Abstract

Monitoring of cardiac output is required during anesthesia for off-pump coronary artery bypass (OPCAB) surgery. Recently, FloTrac, a new device for arterial pressure waveform analysis for cardiac output (APCO) monitoring without external calibration, was developed. The authors have compared APCO with STAT-mode continuous cardiac output (SCCO) in patients undergoing OPCAB surgery. A clinical study. A university hospital (single institution). Thirty consecutive patients undergoing elective OPCAB surgery. Arterial pressure measurement with FloTrac, pulmonary arterial catheter insertion. APCO and SCCO measurements were recorded after pulmonary artery catheter insertion (T1), after sternotomy (T2), after heart positioning for left anterior descending artery anastomosis (T3, T4), after heart positioning for obtuse marginal artery anastomosis (T5, T6), after heart positioning for posterior descending artery anastomosis (T7, T8), and after sternal closure (T9). APCO and SCCO were compared using the Bland-Altman method and the percentage error by Critchley's criteria. SCCO and APCO ranged from 2.1 to 6.9 L/min and 1.2 to 7.4 L/min, respectively, and showed low correlation (r = 0.29).
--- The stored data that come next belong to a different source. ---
PR #417, opened 2026-06-09
update trading comp types

bertinkfnd:
This pull request updates the leaderboard qualification status types in both client and server model definitions to support more detailed qualification reasons. This allows the system to represent additional cases where a participant may not qualify, improving clarity and consistency between client and server.

**Leaderboard qualification status enhancements:**

* Expanded the `qualificationStatus` field in `IndexerLeaderboardTrackPosition` (client type) to include `'insufficient_volume'` and `'insufficient_account_value_and_volume'`, in addition to the existing statuses.
* Expanded the `qualification_status` field in `IndexerServerLeaderboardTrackPosition` (server type) with the same new statuses to keep client and server models aligned.

### DIFF
--- a/packages/indexer-client/src/types/clientTypes.ts
+++ b/packages/indexer-client/src/types/clientTypes.ts
@@ -581,7 +581,11 @@ export interface IndexerSocialAccountInfo {
 export interface IndexerLeaderboardTrackPosition {
   value: BigNumber;
   rank: BigNumber;
-  qualificationStatus: 'qualified' | 'insufficient_account_value';
+  qualificationStatus:
+    | 'qualified'
+    | 'insufficient_account_value'
+    | 'insufficient_volume'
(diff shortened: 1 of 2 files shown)


packages/indexer-client/src/types/clientTypes.ts
```diff
@@ -581,7 +581,11 @@ export interface IndexerSocialAccountInfo {
 export interface IndexerLeaderboardTrackPosition {
   value: BigNumber;
   rank: BigNumber;
-  qualificationStatus: 'qualified' | 'insufficient_account_value';
+  qualificationStatus:
+    | 'qualified'
+    | 'insufficient_account_value'
```
frankinkfnd, line 586: Do we really need this as a union type? why do we not just have `isQualified` as a boolean? And perhaps return tracked volume / account value to compare if really needed (which we don't need rn?)

PR #418, opened 2026-06-11
Add edge cached queries

frankinkfnd:
Based on: https://docs.nado.xyz/developer-resources/api/gateway/edge

### DIFF
--- a/packages/engine-client/src/EngineEdgeQueryClient.ts
+++ b/packages/engine-client/src/EngineEdgeQueryClient.ts
@@ -1,0 +1,211 @@
+import { mapValues, MarketWithProduct } from '@nadohq/shared';
+import { EngineBaseClient } from './EngineBaseClient';
+import {
+  EngineCachedTimeParams,
+  EnginePingParams,
+  EnginePingResponse,
+  EngineServerStatusResponse,
+  EngineSymbolsResponse,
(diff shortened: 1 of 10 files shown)


frankinkfnd:
@claude review once

packages/engine-client/src/EngineEdgeQueryClient.ts
```diff
@@ -0,0 +1,211 @@
...
+  async ping(params: EnginePingParams = {}): Promise<EnginePingResponse> {
+    const baseResponse = await this.edgeControlQuery('ping', {
+      id: params.id,
+      client_time:
+        params.clientTime != null ? String(params.clientTime) : undefined,
+    });
+    return {
+      id: baseResponse.id,
+      serverTime: Number(baseResponse.server_time),
+      clientTime:
```
bertinkfnd, line 191: Could this be different than what would be passed into `params`?

bertinkfnd (approved):

packages/engine-client/src/EngineEdgeQueryClient.ts
frankinkfnd: I don't think so

frankinkfnd:
@bertinkfnd this will be published

PR #200, opened 2016-02-14
add new docs section on --show-config

boegel:
preview at http://boegel-eb.readthedocs.org/en/show_config/Configuration.html

### DIFF
--- a/docs/Configuration.rst
+++ b/docs/Configuration.rst
@@ -1,7 +1,3 @@
-
-.. toctree::
-     :maxdepth: 1
-
 .. _configuring_easybuild:
 
 Configuring EasyBuild
@@ -9,6 +5,10 @@ Configuring EasyBuild
 
 This page discusses the recommended style of configuring
 EasyBuild, which is supported since EasyBuild v1.3.0.
+
+.. contents::
+    :depth: 2
+    :backlinks: none
 
 .. _configuration_types:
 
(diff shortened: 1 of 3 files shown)


boegel:
@wpoely86: please review?

docs/Configuration.rst
```diff
@@ -287,6 +287,57 @@ Examples (more below):
...
+    # (C: command line argument, D: default value, E: environment variable, F: configuration file)
+    #
+    buildpath      (F) = /tmp/eb-build
+    installpath    (C) = /Users/example/apps
+    job-cores      (C) = 4
+    modules-tool   (E) = Lmod
+    optarch        (E) = ''
+    repositorypath (D) = /Users/example/.local/easybuild/ebfiles_repo
+    robot-paths    (D) = /Users/example/easybuild-easyconfigs/easybuild/easyconfigs
+    sourcepath     (D) = /Users/example/.local/easybuild/sources
```
fgeorgatos: all good, useful feature.

an idea that comes to mind: it would be nice, if the output corresponded directly with shell variables, fi.:
`EASYBUILD_MODULES_TOOL=Lmod` etc; OTOH, this just one of the many ways to tune things...

boegel: I think the output should be uniform in any case, and clearly readable.

The way it is printed now is very readable imho, a one-to-one mapping with entries in configuration *and* very close to the corresponding command line  arguments (just prefix with `--`).

I feel the mapping to the corresponding environment variable is trivial enough (upper case, prefix with `EASYBUILD_` and translate `-` to `_`) not to clutter the output with `EASYBUILD_` everywhere...

wpoely86:
lgtm

boegel:
https://github.com/hpcugent/easybuild-framework/pull/1611 is merged, so good to go, thanks for the feedback @fgeorgatos and @wpoely86!

PR #212, opened 2016-04-19
DOC: instructions to update an existing install

andreas-h:
following an [e-mail](https://lists.ugent.be/wws/arc/easybuild/2016-04/msg00023.html) from @boegel

### DIFF
--- a/docs/Installation.rst
+++ b/docs/Installation.rst
@@ -318,6 +318,18 @@ Example usage, with the relevant output at the start of stage 1 of the bootstrap
           Source tarballs for all three EasyBuild components *must* be provided when ``$EASYBUILD_BOOTSTRAP_SOURCEPATH``
           is defined, however.
 
+.. _updating:
+
+Updating an existing EasyBuild installation
+-------------------------------------------
+
+To upgrade to a newer EasyBuild version (say, *x.y.z*) than the one currently installed (say, *a.b.c*), there are several options:
+
+     (i) (re)bootstrap EasyBuild to obtain an EasyBuild/x.y.z module to load, using the instructions above, see :ref:`bootstrapping`.
+     (ii) install EasyBuild x.y.z with a previous version of EasyBuild, using the easyconfig file available `on the develop branch at Github <https://github.com/hpcugent/easybuild-easyconfigs/tree/develop/easybuild/easyconfigs/e/EasyBuild>`__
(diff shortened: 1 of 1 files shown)


docs/Installation.rst
```diff
@@ -318,6 +318,18 @@ Example usage, with the relevant output at the start of stage 1 of the bootstrap
...
           is defined, however.
 
+.. _updating:
+
+Updating an existing EasyBuild installation
+-------------------------------------------
+
+To upgrade to a newer EasyBuild version (say, *x.y.z*) than the one currently installed (say, *a.b.c*), there are several options:
+
+     (i) (re)bootstrap EasyBuild to obtain an EasyBuild/x.y.z module to load, using the instructions above, see :ref:`bootstrapping`.
```
boegel: @andreas-h please use backticks for make the module name 'jump out', i.e.:

```
`EasyBuild/x.y.z`
```

docs/Installation.rst
```diff
@@ -318,6 +318,18 @@ Example usage, with the relevant output at the start of stage 1 of the bootstrap
           Source tarballs for all three EasyBuild components *must* be provided when ``$EASYBUILD_BOOTSTRAP_SOURCEPATH``
           is defined, however.
 
+.. _updating:
+
+Updating an existing EasyBuild installation
+-------------------------------------------
+
+To upgrade to a newer EasyBuild version (say, *x.y.z*) than the one currently installed (say, *a.b.c*), there are several options:
```
boegel: rather than using `*x.y.z*`, you can use `|version|`, which will be replaced with the latest EasyBuild version (as defined in `conf.py`)

andreas-h:
Mhh, @boegel, if I use backticks for

    `EasyBuild/x.y.z`

I'd rather not use the `|version|` substitution, because then the user would see the result of `|version|` in some places, and x.y.z in the module name (or is it possible to somehow use a substitution within the backticks?  I couldn't figure out how), which would be confusing.  Do you agree?

boegel:
@andreas-h Yes, you're right, but then I would opt for using *EasyBuild/|version|*, where `|version|` should still get replace properly.

Showing how to upgrade to the latest version makes sense, while using `x.y.z` may make things less clear; people tend to only half read documentation, and look for patterns instead :)

boegel:
merged via #215, thanks @andreas-h!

The overall bias by the Bland-Altman method between SCCO and APCO was -0.23 L/min, with a precision of -1.4 to 0.9 L/min, and the overall limits of agreement were -2.5 to 2.0 L/min. The overall mean CO was 4.0 ± 0.95 L/min. The overall percentage error between SCCO and APCO measurements was 57%. Uncalibrated APCO values do not agree with thermodilution SCCO and significantly overestimated the SCCO in patients undergoing OPCAB surgery. Further evaluation is required to verify the clinical acceptance of FloTrac APCO in OPCAB surgery.